**What this task involves**: Take the material below from its first line through the line containing "the reference base." and, please, write those lines again exactly.

**Available records**:
PR #513, opened 2019-08-07
Relax requirements on bases and quals in SamBuilder

nh13:
I'll adds if you agree.  I want a few more things to be supported:
1. Bases are present, but missing quals.
2. Bases are missing, but quals are present (less important, but symmetric)

(1) for sure I want and isn't currently supported.  I have to after the fact set the quals to missing when building `SamRecord`s.


tfenne:
Seems reasonable, I think.

nh13:
@tfenne one last look?

PR #514, opened 2019-08-08
Add option to set sampleName in SamBuilder

mjhipp:


src/main/scala/com/fulcrumgenomics/testing/SamBuilder.scala
```diff
@@ -45,11 +45,14 @@ object SamBuilder {
...
   object Plus  extends Strand { val isNegative = false }
   object Minus extends Strand { val isNegative = true }
+  val DefaultSampleName: String = "Sample"
+  val DefaultReadGroupId: String = "A"
 }
 
 /** Class to create sets of [[com.fulcrumgenomics.bam.api.SamRecord]]s for testing. */
 class SamBuilder(val readLength: Int=100,
                  val baseQuality: Int=30,
+                 val sampleName: String = DefaultSampleName,
```
mjhipp: If it is preferred, I can instead use the convention:

```suggestion
                 val sampleName: Option[String] = None,
```
and set it downstream like it is done with `readGroupId`

Issue #599, opened 2020-07-28
Add an option to ErrorRateByReadPosition not to collapse substitution types


nh13:
Currently, `ErrorRateByReadPosition` collapses substitution types based on the reference base.

>Substitution types are collapsed based on the reference or expected base, with only six substitution types being reported: A>C, A>G, A>T, C>A, C>G and C>T. For example, T>G is grouped in with A>C.

The example is illustrative.  If we care about variant calling a SNV at a `A` (or `T`) reference positions, then we really don't care if the read (in sequencing order) had a `A>C` or `T>G`, since we can observe that reference base on either strand.

But if we care about the fidelity of sequencing, in sequencing order, we do not want to collapse `A>C` and `T>G`.   It may be the sequencer has much harder time reading through the top strand of the genome versus the bottom strand at the same SNV site above.

I think it should be as simple as adding some logic around these two lines:
https://github.com/fulcrumgenomics/fgbio/blob/c4b778baf0c780fa60a894c578804cec5398b829/src/main/scala/com/fulcrumgenomics/bam/ErrorRateByReadPosition.scala#L145-L146

@tfenne any objections?

tfenne:
No real objections.  I'd like the default to remain as it is though please.

I think the bulk of the work is really going to be in writing tests.  I think we essentially need to cover all combinations of:
* Reads mapped to the positive and negative strands
* Reads with A>N, C>N, G>N, T>N
And just make sure they all come out as expected.

PR #608, opened 2020-08-20
[feature] add an option do not collapse substitution types

nh13:
This is by default "off" in `fgbio ErrorRateByReadPosition`.

### DIFF
--- a/src/main/resources/com/fulcrumgenomics/bam/ErrorRateByReadPosition.R
+++ b/src/main/resources/com/fulcrumgenomics/bam/ErrorRateByReadPosition.R
@@ -48,7 +48,7 @@ error_rate_plot = ggplot(data) + aes(x=position) +
   geom_line(aes(y=c_to_a_error_rate, color="C>A")) +
   geom_line(aes(y=c_to_g_error_rate, color="C>G")) +
   geom_line(aes(y=c_to_t_error_rate, color="C>T"))
-if ("collapsed" %in% names(data) && data$collapsed[1] == "true") {
+if ("collapsed" %in% names(data) && data$collapsed[1] == "false") {
   error_rate_plot = error_rate_plot +
     geom_line(aes(y=g_to_a_error_rate, color="G>A")) +
     geom_line(aes(y=g_to_c_error_rate, color="G>C")) +
--- a/src/main/resources/com/fulcrumgenomics/bam/ErrorRateByReadPosition.R
+++ b/src/main/resources/com/fulcrumgenomics/bam/ErrorRateByReadPosition.R
@@ -48,7 +48,7 @@ error_rate_plot = ggplot(data) + aes(x=position) +
   geom_line(aes(y=c_to_a_error_rate, color="C>A")) +
   geom_line(aes(y=c_to_g_error_rate, color="C>G")) +
   geom_line(aes(y=c_to_t_error_rate, color="C>T"))
-if ("collapsed" %in% names(data) && data$collapsed[1] == "false") {
+if ("collapsed" %in% names(data) && data$collapsed[[1]] == "false") {
   error_rate_plot = error_rate_plot +
     geom_line(aes(y=g_to_a_error_rate, color="G>A")) +
     geom_line(aes(y=g_to_c_error_rate, color="G>C")) +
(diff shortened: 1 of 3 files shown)


nh13:
Fixes #599 .  I ran the script by hand to verify it plots the uncollapsed substitution types.

src/main/scala/com/fulcrumgenomics/bam/ErrorRateByReadPosition.scala
```diff
@@ -197,48 +201,62 @@ class ErrorRateByReadPosition
...
-    case ('C', 'G') => c_to_g_obs += 1
-    case ('C', 'T') => c_to_t_obs += 1
-    case _          => unreachable("Should never be invoked with a case other than the above.")
+/** Counter for substitutions for a given read number and position in that read.
+  *
+  * @param readNumber the read number
+  * @param position the position in the read
+  * @param collapse true to collapse substitution types, false otherwise
+  */
+private class ObsCounter(readNumber: Int, position: Int, collapse: Boolean) extends SimpleCounter[(Char, Char)] {
```
tfenne, line 210: I figured this would be slower, so I ran a little test on a sample BAM that I have kicking around.  The runtime of the metric collection phase (ignoring starting) grew by 50%.  I think this is all due to using SimpleCounter.  I have a suggestion on how to fix and will make a PR as I think that's easiest.

src/main/resources/com/fulcrumgenomics/bam/ErrorRateByReadPosition.R
```diff
@@ -39,18 +39,30 @@ ggplot(data) + aes(x=position) +
...
+# versions of fgbio
+error_rate_plot = ggplot(data) + aes(x=position) +
   geom_line(aes(y=a_to_c_error_rate, color="A>C")) +
   geom_line(aes(y=a_to_g_error_rate, color="A>G")) +
   geom_line(aes(y=a_to_t_error_rate, color="A>T")) +
   geom_line(aes(y=c_to_a_error_rate, color="C>A")) +
   geom_line(aes(y=c_to_g_error_rate, color="C>G")) +
-  geom_line(aes(y=c_to_t_error_rate, color="C>T")) +
+  geom_line(aes(y=c_to_t_error_rate, color="C>T"))
+if ("collapsed" %in% names(data) && data$collapsed[1] == "true") {
```
tfenne, line 51: Shouldn't this be `== "false"`?  Also, are you sure that R isn't going to auto-coerce the values to it's boolean type?

nh13, line 51:
```suggestion
if ("collapsed" %in% names(data) && data$collapsed[1] == "false") {
```

nh13: I ran the script directly, and it worked, so ¯\_(ツ)_/¯?

src/main/scala/com/fulcrumgenomics/bam/ErrorRateByReadPosition.scala
```diff
@@ -88,7 +88,11 @@ class ErrorRateByReadPosition
   @arg(flag='l', doc="Optional list of intervals to restrict analysis to.") val intervals: Option[PathToIntervals] = None,
   @arg(flag='d', doc="Include duplicate reads, otherwise ignore.") val includeDuplicates: Boolean = false,
   @arg(flag='m', doc="The minimum mapping quality for a read to be included.") val minMappingQuality: Int = 20,
-  @arg(flag='q', doc="The minimum base quality for a base to be included.") val minBaseQuality: Int = 0
+  @arg(flag='q', doc="The minimum base quality for a base to be included.") val minBaseQuality: Int = 0,
+  @arg(doc="Collapse substitution types based on the reference or expected base, with only six substitution" +
```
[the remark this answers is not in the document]
nh13: I like that it's name is the same as in the metric.  Keeping.

src/main/resources/com/fulcrumgenomics/bam/ErrorRateByReadPosition.R
nh13: Let me test it one more time 👍

src/main/scala/com/fulcrumgenomics/bam/ErrorRateByReadPosition.scala
nh13: Merged your PR!

PR #609, opened 2020-08-21
Updates to make the VCF api code considerably faster when reading VCFs with may samples

tfenne:
All of this is to make reading large VCFs with many samples not have significant overhead vs. using the HTSJDK api directly.  

I tested the runtime using a ~9k sample VCF with just GT in the genotype columns.  Before this PR reading with the HTSJDK API directly (and decoding genotypes) took ~10s, and the scala API took approximately 60s.  After these changes the scala API is down to ~15s.

@nh13 I think your review is optional, but I would appreciate a quick skim to see if you find anything objectionable.


nh13:
@tfenne I want to get your thoughts on the VCF API changes I made in https://github.com/fulcrumgenomics/fgbio/pull/610/files. I think it's going to be ok, but there will be conflicts.

PR #610, opened 2020-08-24
Adding a tool to validate VCFs

nh13:
There are other tools out there.  The motivation for this tool are:
1. Validates the VCF header, including against spec-reserved header values (id, type, and count)
2. Validates types and counts of variants (INFO) and genotypes (FORMAT) fields versus (1)
3. Allows for custom validators across variants/genotypes
4. Allows for quickly incorporating other types of validation (all field types, across genotypes/samples/variants/fields etc)
5. Other tools may not validate the spec strictly, as they are part of **G**enome **A**nalysis **T**ool **K**its that produce variants, sometimes in non-spec compliant ways.  We do not need to make those compromises
6. In Scala: succinct, concise, and performant.

### DIFF
--- a/src/main/scala/com/fulcrumgenomics/vcf/ValidateVcf.scala
+++ b/src/main/scala/com/fulcrumgenomics/vcf/ValidateVcf.scala
@@ -1,0 +1,193 @@
+/*
+ * The MIT License
+ *
+ * Copyright (c) 2020 Fulcrum Genomics
+ *
+ * Permission is hereby granted, free of charge, to any person obtaining a copy
+ * of this software and associated documentation files (the "Software"), to deal
+ * in the Software without restriction, including without limitation the rights
+ * to use, copy, modify, merge, publish, distribute, sublicense, and/or sell
+ * copies of the Software, and to permit persons to whom the Software is
+ * furnished to do so, subject to the following conditions:
+ *
+ * The above copyright notice and this permission notice shall be included in
+ * all copies or substantial portions of the Software.
+ *
+ * THE SOFTWARE IS PROVIDED "AS IS", WITHOUT WARRANTY OF ANY KIND, EXPRESS OR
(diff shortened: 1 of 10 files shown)


src/main/scala/com/fulcrumgenomics/vcf/ValidateVcf.scala
```diff
@@ -0,0 +1,183 @@
...
+import com.fulcrumgenomics.vcf.validation.{ValidationResult, VcfHeaderValidator, _}
+
+@clp(group=ClpGroups.VcfOrBcf, description=
+  """
+    |Validates a VCF.
+    |
+    |# Header
+    |
+    |Errors if:
+    |- Reserved INFO/FORMAT lines are have the proper type and count
```
yfarjoun, line 46: do not

src/main/scala/com/fulcrumgenomics/vcf/ValidateVcf.scala
```diff
@@ -0,0 +1,183 @@
...
+    |- Duplicate INFO/FORMAT identifiers are found
```
yfarjoun, line 47: filter?

src/main/scala/com/fulcrumgenomics/vcf/ValidateVcf.scala
```diff
@@ -0,0 +1,183 @@
...
+    |
+    |Errors if:
+    |- INFO/FORMAT field has the wrong type compared to the VCF header
+    |- INFO/FORMAT field has the wrong count compared to the VCF header
+    |- INFO/FORMAT field is not defined in the VCF header
+    |
+    |# Future work
+    |
+    |Validate:
+    |- values for specific fields (ex. CIGAR)
```
yfarjoun, line 65: sort order?

PR #612, opened 2020-08-24
Feature/fix vcf phase set

nh13:


src/main/scala/com/fulcrumgenomics/vcf/FixVcfPhaseSet.scala
```diff
@@ -0,0 +1,250 @@
...
+  private var variants: Long    = 0
+  private var genotypes: Long   = 0
+  val descriptionCounter: SimpleCounter[String] = new SimpleCounter()
+
+  def update(variant: Variant): Variant = {
+    // Phase sets cannot span contigs!  So empty our mappings if we get to a new one
+    if (variant.chrom != lastChrom) {
+      this.phaseSetToPositionBySample.values.foreach(_.clear())
+      this.lastChrom = variant.chrom
+    }
```
tfenne, line 189: Just looking at this, I'm guessing the solution below requires the VCF to be sorted?  Given that it's borked up in other ways do you want to check/assert that as you're iterating over the variants?  Maybe the chromosome ordering doesn't matter, but that you see each chromosome in a contiguous block of variants and the variants have rising positions?

src/main/scala/com/fulcrumgenomics/vcf/FixVcfPhaseSet.scala
```diff
@@ -0,0 +1,250 @@
...
+
+    variants += 1
+    val genotypes: Map[String, Genotype] = variant
+      .genotypes
```
tfenne, line 193:
```suggestion
    val genotypes: Map[String, Genotype] = variant.genotypes
```

src/main/scala/com/fulcrumgenomics/vcf/FixVcfPhaseSet.scala
```diff
@@ -0,0 +1,250 @@
...
+      .map { case (sampleName: String, genotype: Genotype) =>
+        // update the genotype
+        val result = updateGenotype(variant=variant, genotype=genotype)
+        // log the results
+        result match {
+          case NotPhasedWithPhaseSetValue(_)   =>
+            logger.warning(
+              "Genotype had a phase set but was unphased:" +
+                f"${variant.chrom}:${variant.pos}:${variant.id.getOrElse(".")} PS=${genotype("PS")}" +
```
tfenne, line 202:
```suggestion
                f"${variant.chrom}:${variant.pos}:${variant.id.getOrElse(".")} sample=${sampleName} PS=${genotype("PS")}" +
```

tfenne: Are you sure you want to emit this _every_ time?  I'd suggest counting up the number of these occurrences and logging at the end about how many you saw if there were > 0.  Adding to this argument is the fact that you refer to command line options for `FixVcfPhaseSet` even though you're in another class.

src/main/scala/com/fulcrumgenomics/vcf/FixVcfPhaseSet.scala
```diff
@@ -0,0 +1,250 @@
...
+                "; consider r-running using `-x/--phase-genotypes-with-phase-set`"
+            )
+          case PhasedMissingPhaseSetValue(_) =>
+            logger.warning(
+              f"Genotype had no phase set but was phased: ${variant.chrom}:${variant.pos}:${variant.id.getOrElse(".")}"
```
tfenne, line 207: Similarly, I feel like if a VCF is really messy you'll get thousands or millions of lines of this.

src/main/scala/com/fulcrumgenomics/vcf/FixVcfPhaseSet.scala
```diff
@@ -0,0 +1,250 @@
...
+        // return the (potentially) new/updated genotype
+        (sampleName, result.genotype)
+      }
+    variant.copy(genotypes=genotypes)
+  }
+
+  def updateGenotype(variant: Variant, genotype: Genotype): Result = {
+    this.genotypes += 1
+
+    (genotype.phased, genotype.get[Any]("PS")) match {
```
tfenne, line 221: I think that since you updated the header you should be able to use `get[String]` reliably here.  If that doesn't can you let me know please because that should get fixed.

src/main/scala/com/fulcrumgenomics/vcf/FixVcfPhaseSet.scala
```diff
@@ -0,0 +1,250 @@
...
+      case (true, None)  => PhasedMissingPhaseSetValue(genotype) // phased but no phase set, what can we do?
```
tfenne, line 222: I wonder if this should be another option, to de-phase in this case?

src/main/scala/com/fulcrumgenomics/vcf/FixVcfPhaseSet.scala
```diff
@@ -0,0 +1,250 @@
...
+      case (false, Some(_)) if !phaseGenotypesWithPhaseSet =>    // unphased and a phase set, but we do not want to convert it to phased
+        NotPhasedWithPhaseSetValue(genotype.copy(attrs=genotype.attrs.filterNot(_._1 == "PS"))) // remove the phase set for good measure
+      case (isPhased, Some(oldValue)) => // may or not be phased, but has a phase set
+        // Get the new phase set
+        val phaseSetToValue = this.phaseSetToPositionBySample(genotype.sample)
+        val oldValueString  = oldValue.toString
+        val newValue        = phaseSetToValue.getOrElse(oldValueString, {
+          phaseSetToValue(oldValueString) = variant.pos
+          variant.pos
+        })
```
tfenne, line 233:
```suggestion
        val newValue        = phaseSetToValue.getOrElseUpdate(oldValueString, variant.pos)
```

src/main/scala/com/fulcrumgenomics/vcf/FixVcfPhaseSet.scala
```diff
@@ -0,0 +1,250 @@
...
+        // Build the new set of attributes
+        val phaseSetAttrs = {
+          if (keepOriginal) Map("PS" -> newValue, "OPS" -> oldValueString)
+          else Map("PS" -> newValue)
+        }
+        // update the genotype
+        val newGenotype = genotype.copy(attrs = genotype.attrs.filterNot(_._1 == "PS") ++ phaseSetAttrs, phased=true)
+        // return based on if we phased the variant and if we added/updated the phase set value
+        (isPhased, oldValue == newValue && isPhased) match {
```
tfenne, line 242: I don't _think_ the `oldValue == newValue` test will ever pass because `oldValue` should always be a `String`.

src/main/scala/com/fulcrumgenomics/vcf/FixVcfPhaseSet.scala
```diff
@@ -0,0 +1,250 @@
...
+          case (true, true)   => Valid(newGenotype)
+          case (true, false)  => UpdatedPhaseSetValue(newGenotype)
+          case (false, true)  => UpdatedPhaseOnly(newGenotype)
```
tfenne, line 245: How can this be true?  Your match is on `isPhased` which must be false _and_ `oldValue == newValue && isPhased` which must then necessarily also be false.

src/main/scala/com/fulcrumgenomics/vcf/api/VcfSource.scala
```diff
@@ -42,9 +42,10 @@ import htsjdk.variant.vcf.{VCFCodec, VCFFileReader, VCFHeader}
   *
   * @param reader the underlying HTSJDK [[VCFFileReader]]
   */
-class VcfSource private(private val reader: AbstractFeatureReader[VariantContext, _]) extends View[Variant] with Closeable {
+class VcfSource private(private val reader: AbstractFeatureReader[VariantContext, _],
+                        _header: Option[VcfHeader]) extends View[Variant] with Closeable {
```
tfenne, line 46: I get why you need something like this but I'm not a big fan of it.  I'd like to suggest something a bit different:

1. How about we have it take an optional `headerTransformer: VcfHeader => VcfHeader` instead of a replacement header?  I think they're functionally equivalent, but this makes it clear the purpose is to allow you to fix/adjust the header rather than implying things might still work with a wholly different header.
2. We only expose it in the constructor and not the object.apply() so it's semi-hidden, or
3. We put it in _an_ apply but have two separate apply methods so it's super-obvious that you don't need it?

src/main/scala/com/fulcrumgenomics/vcf/api/VcfSource.scala
```diff
@@ -53,7 +54,7 @@ class VcfSource private(private val reader: AbstractFeatureReader[VariantContext
     */
   type VariantIterator = SelfClosingIterator[Variant]
 
-  /** Wraps an iterator provided by HTSJDK into a SelfClosingIterator that transforms VariatnContexts into Variants. */
+  /** Wraps an iterator provided by HTSJDK into a SelfClosingIterator that transforms VariantContexts into Variants. */
```
tfenne, line 57: Oops, thanks.

src/main/scala/com/fulcrumgenomics/vcf/FixVcfPhaseSet.scala
```diff
@@ -0,0 +1,250 @@
...
+    |The `--keep-original` option may be used to store the original `PS` value in a new `OPS` field.  The type
+    |described in the header will match the original.
+    |
+    |This tool cannot fix phased variants without a phase set, or phased variant sets who have different phase set
+    |values.
+  """)
+class FixVcfPhaseSet
+( @arg(flag='i', doc="Input VCF.") val input: PathToVcf,
+  @arg(flag='o', doc="Output VCFs") val output: PathToVcf,
+  @arg(flag='s', doc="Samples to mix. See general usage for format and examples.", minElements=0) val samples: Seq[String] = Seq.empty,
```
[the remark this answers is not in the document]
nh13: This option should be removed

src/main/scala/com/fulcrumgenomics/vcf/FixVcfPhaseSet.scala
```diff
@@ -0,0 +1,250 @@
...
+  @arg(flag='k', doc="Store the original phase set in the `OPS` field.") val keepOriginal: Boolean = false,
+  @arg(flag='x', doc="Set unphased genotypes with a PS FORMAT value to be phased.") val phaseGenotypesWithPhaseSet: Boolean = false,
+  @arg(flag='z', doc="Remove header lines that do not the required ID.") val removeNoIdHeaderLines: Boolean = false
```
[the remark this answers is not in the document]
nh13: I don't think it helps to have a second tool at this time for this.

**Expected answer**:
PR #513, opened 2019-08-07
Relax requirements on bases and quals in SamBuilder

nh13:
I'll adds if you agree.  I want a few more things to be supported:
1. Bases are present, but missing quals.
2. Bases are missing, but quals are present (less important, but symmetric)

(1) for sure I want and isn't currently supported.  I have to after the fact set the quals to missing when building `SamRecord`s.


tfenne:
Seems reasonable, I think.

nh13:
@tfenne one last look?

PR #514, opened 2019-08-08
Add option to set sampleName in SamBuilder

mjhipp:


src/main/scala/com/fulcrumgenomics/testing/SamBuilder.scala
```diff
@@ -45,11 +45,14 @@ object SamBuilder {
...
   object Plus  extends Strand { val isNegative = false }
   object Minus extends Strand { val isNegative = true }
+  val DefaultSampleName: String = "Sample"
+  val DefaultReadGroupId: String = "A"
 }
 
 /** Class to create sets of [[com.fulcrumgenomics.bam.api.SamRecord]]s for testing. */
 class SamBuilder(val readLength: Int=100,
                  val baseQuality: Int=30,
+                 val sampleName: String = DefaultSampleName,
```
mjhipp: If it is preferred, I can instead use the convention:

```suggestion
                 val sampleName: Option[String] = None,
```
and set it downstream like it is done with `readGroupId`

Issue #599, opened 2020-07-28
Add an option to ErrorRateByReadPosition not to collapse substitution types


nh13:
Currently, `ErrorRateByReadPosition` collapses substitution types based on the reference base.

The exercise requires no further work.